The State of Virtual Assistants: Where's the AI?

April 21, 2018

A commentary on virtual assistants in 2018 and the future.

Background

Given the recent developments in speech recognition and NLP combined with the power of mobile and cloud from the last decade, the development of virtual assistants is not surprising. Assistants are already available across most devices with the services being offered by all the major technology companies. In this post, I will try to summarize what the existing virtual assistant scenario looks like and then offer a view on possible ways to think about the future of this technology. So let’s get started.

What currently works

Voice

The most common and intuitive way of interacting with assistants is through voice and with advancements in deep learning, speech to text works quite well.
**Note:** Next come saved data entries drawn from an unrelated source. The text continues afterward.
PR #3450, opened 2026-09-15
fix(signals): two flights through one memo settle as one unit; lane-dirtied zombies run (#3443, #3444)

### LINKED ISSUE #3443: Memoized sum disagrees with its async inputs during overlapping updates
### Describe the bug

Two async memos feed a synchronous sum memo. Updating their inputs 500ms apart makes A display 1 while B and Sum both display 0.

Replacing the sum memo with a plain getter removes the mismatch.

https://s.olid.uk/id/WXOvPfyQQ6qoLawfAJMMSw

1. Wait for initialization.
2. Click Run.
3. After one second, A becomes 1 while B and Sum remain 0.
4. After another 500ms, B becomes 1 and Sum becomes 2.

### Expected behavior

Sum should equal the displayed A + B throughout the update.

### Screenshots or Videos

_No response_

### Platform

### Additional context

Reproduced on next at c452850d, #3439 at c2c9789b and #3337 at 20f31433.

Both updates use ordinary signals. No isPending reads, conditional dependencies or observer changes are involved.

Writing both inputs in the same event, without the await between them, removes the mismatch.

### LINKED ISSUE #3444: latest inside Show stays stale while removal is pending
### Describe the bug

Two paragraphs read `latest(count)`, one inside Show and one outside. While an action is pending, Outside becomes 1 but the still-visible Inside remains 0.

https://s.olid.uk/id/r5C3uxJ0RRCPg0eB-PXsWA

1. Click Run.
2. Outside becomes 1 while Inside remains visible showing 0.
3. After one second, Inside disappears.

### Expected behavior

Both paragraphs should show the same latest value while they are visible.

### Screenshots or Videos

_No response_

### Platform

### Additional context

Reproduced on next at a0d6dd24, after #3439 merged. Also reproduces on #3337 at 20f31433.

Possibly related to #3438, but replacing Show with `{count() === 0 ? <p>Inside: {latest(count)}</p> : null}` avoids this mismatch. Keeping Show mounted with `when={true}` also makes both values update correctly.

ryansolid:
Fixes #3443. Fixes #3444.

## #3443 — a shared memo disagrees with its async inputs during overlapping updates

```tsx
const a = createMemo(() => delay(1000, inputA()));
const b = createMemo(() => delay(1000, inputB()));
const sum = createMemo(() => a() + b());
// setA(1); await delay(500); setB(1);
```

Before: `3000: A: 1` alone, `3500: B: 1 | Sum: 2`. Traced with the reporter map: `setB` opens T3 and `b`'s pending **propagates** onto `sum` — a memo T2 holds — without recomputing it (its inputs' values are unchanged), so the memo's stamped re-entry never runs and T2 never learns it is waiting on `b`. `sum`'s reader registers on `b` in *T3* (INV-3 is keyed by transaction); T2's verdict at `a`'s landing sees only its own reporters, commits, and reveals `A: 1` beside the committed `Sum: 0`.

Fix: `notifyStatus`'s dependent walk, on a pending propagation reaching a memo stamped by another live transaction, enters that transaction (`initTransition(sub._transition)` — a merge, or with nothing active an entry that adopts the ambient batch). This is A15's headline case (a shared derivation of both flights settles as one unit) applied at the one moment it is known. Effects are skipped: an effect entangles nothing by itself (A15 shared-hole corollary, #3407) — the plain-getter shape stays parallel (`3000: A: 1 | Sum: 1`, `3500: B: 1 | Sum: 2`), pinned alongside.

Result: `3500: A: 1 | B: 1 | Sum: 2`.

**Semantic to note:** the write that starts the second flight is held with the first when its async work flows into a held memo — `page=1` waits with `count=1` while `details` re-asks, even though `Sum` reads `page` plainly. Pinned. The existing #3375 boundary-reset pin moves accordingly: the reset now publishes `Sum: 2` once instead of the two-pass `Sum: 1 | Sum: 2` its comment described as a drain artifact; every other frame in that pin is unchanged.

## #3444 — `latest()` inside a `Show` stays stale while removal is pending

When the parking batch *is* the transaction, `flush` cancels the zombie recomputes its staged writes queued (`cancelZombieRecompute`) — a zombie renders mainline until the commit disposes it, and the staged world is one it never displays. A zombie dirtied through the **lane channel** (`REACTIVE_OPTIMISTIC_DIRTY`: an override, or the `latest()` companion the write synced) is the exception: the lane's values are the mainline frame, so the still-visible branch showed `latest(count)` at 0 beside the same read outside at 1. Such a zombie now runs; its pass runs under the lane and its run lands on the lane's effect queue, so a held lane defers it as it defers every other reader's.

Result: `500: Inside: 1 | Outside: 1`, `1500: Inside gone`.

## Verification

- `@solidjs/signals`: 173 files / 1804 tests green on top of #3445. New `tests/overlapping-flights.test.ts` (#3443 shape, the effect-arm control, the held-second-write consequence) and a #3444 pin beside #3404 in `tests/nested-render-effect-async-cleanup.test.ts`.
- Docs: A15 status/pins/mechanism amended for #3443 with the consequence stated; INTERNALS bullets for both (§3 Transitions, held-children addendum); rules index regenerated (`--check` clean). Changeset included.
- Floor 23,365 → 23,419 (+54 B, conscious bump to 23,450); three brotli caps ratcheted 0.05 KB with measurements (`+ createStore` 15679, `isPending/latest` 11066, observe tier 15681); every other scenario within cap.


ryansolid:
> Pushed a cap bump on top of 42632d57c: the holds carve-out tips the `signals: core floor` scenario to 8718 B against `next`'s 8691, 18 B over the 8.70 KB cap (`check` failed on it). Ratcheted to 8.75 KB with the measurement in the note; the comment's "no bump, measured at 8690" described the stamp-only first cut. All ten scenarios pass locally.
>
> Reviewed the carve-out itself: keying on `STATUS_PENDING` / a staged `_pendingValue` rather than the stamp matches the #3334 precedent, and the check on `sub` runs before the recursive `notifyStatus(sub, …)` that would mark it, so it reads the memo's pre-propagation state. Locally on this head: signals 174/1895, web 86/783 (args-switch-gate 17/17), solid 27/618, rules-index current.
>
> — *Claude via Cursor*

While speech recognition for mixed languages doesn’t work that well today (which would be a very useful addition for countries like India), the lack of it isn’t a deal breaker. There are also ongoing research efforts towards natural sounding text-to-speech engines which is again a welcome change but not really a crucial factor towards the utility of assistants. Voice identification also works reasonably well allowing one end device to be used by multiple people.

Basic Tasks

In terms of utility provided by assistants, there are basic things that work really well, allowing assistants to be on different devices - reminders, to-do lists, calls, calendars, pre-defined routines for fixed commands, smart-home integration, playing content, and getting answers from the web.

Apps

There has been a lot of focus recently to allow applications to integrate with assistants to accomplish app-specific tasks - like getting an Uber. This allows developers to enable an assistant for their app without solving the speech and NLP issues and at the same time enhancing the “skills” of the assistant.

Issues

No Language Understanding

Currently, for almost all production level assistants even the basic tasks as mentioned above work on a pre-defined sentence structure and there is no strong notion of language understanding. Let’s take an example - To send a message, the pre-defined sentence structure looks like “send a message to <person name>, <your message here>”. The intent is sending a message which the NLP engine can pick up with the keyword “message”. A sentence like “check with <person name> what he is up to” is still something the assistants are unable to process. This indicates that we need to work more towards concrete natural language understanding where we are able to parse queries with the same intent but a different sentence structure.

Engineering

Not all issues with assistants today need AI advancements. A lot of them can be addressed just by good engineering. Let me illustrate this by an example - Google Now does a really good job at recommending commute times based on the calendar and the traffic pattern. It can pick up a table reservation entry from the calendar and give a notification about when to leave for the restaurant based on the commute pattern. However, if you ask the Google Assistant “How does my commute look like?”, it responds with the commute from home to work. What we see here is AI not being the bottleneck - it was possible in this case to figure out the context but it is yet not integrated into the assistant and is purely an engineering issue.

App Referencing

Currently, each app needs to be enabled or installed on the assistant for the app-specific commands to function. For the enabled apps, there is usually a unique keyword (usually the app name) in the query that triggers a particular app. “Book a cab” doesn’t work, you have to say “Book an Uber” even if Uber is the only enabled ride app on the assistant. Such a flat referencing scheme for each app is not scalable using a voice interface.

The Way Forward

Context Awareness and Proactivity

Most assistants currently are reactive and take actions on giving a command. To make them more useful, I think a proactive approach based on complete context awareness might be better. For example - meetings and reminders should be automatically added or removed once detected during a chat with another person. The smart speaker should notify when to leave for office based the daily commute pattern and current traffic instead of the user asking for it every morning. The smart-home evening setting should automatically trigger when the phone’s location indicates arrival at home.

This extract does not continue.